*** Opening The records ***

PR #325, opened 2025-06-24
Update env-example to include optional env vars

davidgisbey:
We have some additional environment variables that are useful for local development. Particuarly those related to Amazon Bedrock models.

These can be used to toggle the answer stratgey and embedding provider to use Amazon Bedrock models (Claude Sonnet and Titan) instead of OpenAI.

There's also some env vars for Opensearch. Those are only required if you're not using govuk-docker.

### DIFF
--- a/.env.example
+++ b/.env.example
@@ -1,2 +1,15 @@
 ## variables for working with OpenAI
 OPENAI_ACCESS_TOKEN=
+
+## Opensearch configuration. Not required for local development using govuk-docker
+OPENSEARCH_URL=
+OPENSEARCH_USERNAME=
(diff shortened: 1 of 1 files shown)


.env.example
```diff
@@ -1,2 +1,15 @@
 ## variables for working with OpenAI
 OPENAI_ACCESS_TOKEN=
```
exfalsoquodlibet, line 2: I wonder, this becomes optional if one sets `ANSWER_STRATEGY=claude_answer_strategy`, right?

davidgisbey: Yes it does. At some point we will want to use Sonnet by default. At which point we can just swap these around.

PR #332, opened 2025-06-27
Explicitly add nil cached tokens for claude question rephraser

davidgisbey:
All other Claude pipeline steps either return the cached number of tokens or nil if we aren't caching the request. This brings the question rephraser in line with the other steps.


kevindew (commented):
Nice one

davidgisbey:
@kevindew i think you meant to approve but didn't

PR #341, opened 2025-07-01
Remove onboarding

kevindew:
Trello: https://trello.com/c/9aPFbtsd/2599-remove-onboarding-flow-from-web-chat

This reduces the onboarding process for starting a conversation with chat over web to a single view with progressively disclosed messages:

*** Closing The records ***
*** Opening The records ***

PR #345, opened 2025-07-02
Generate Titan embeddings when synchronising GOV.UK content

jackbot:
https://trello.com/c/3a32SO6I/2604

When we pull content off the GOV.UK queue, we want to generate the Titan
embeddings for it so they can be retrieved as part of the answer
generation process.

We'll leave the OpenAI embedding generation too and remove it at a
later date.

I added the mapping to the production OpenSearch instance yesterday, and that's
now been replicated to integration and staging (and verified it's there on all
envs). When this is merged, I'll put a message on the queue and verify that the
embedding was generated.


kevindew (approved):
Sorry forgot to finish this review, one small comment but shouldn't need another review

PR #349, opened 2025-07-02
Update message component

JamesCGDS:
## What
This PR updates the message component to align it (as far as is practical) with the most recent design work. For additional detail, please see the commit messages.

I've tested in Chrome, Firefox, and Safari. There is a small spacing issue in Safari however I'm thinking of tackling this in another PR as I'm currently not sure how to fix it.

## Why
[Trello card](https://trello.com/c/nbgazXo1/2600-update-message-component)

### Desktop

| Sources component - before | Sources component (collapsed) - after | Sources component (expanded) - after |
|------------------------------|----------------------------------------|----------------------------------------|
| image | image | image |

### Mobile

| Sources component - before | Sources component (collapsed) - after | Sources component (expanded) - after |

*** Closing The records ***

• **The problem**
Pull out the lines above in which the word "Sonnet" appears.

• **Exercise answer**
These can be used to toggle the answer stratgey and embedding provider to use Amazon Bedrock models (Claude Sonnet and Titan) instead of OpenAI.
davidgisbey: Yes it does. At some point we will want to use Sonnet by default. At which point we can just swap these around.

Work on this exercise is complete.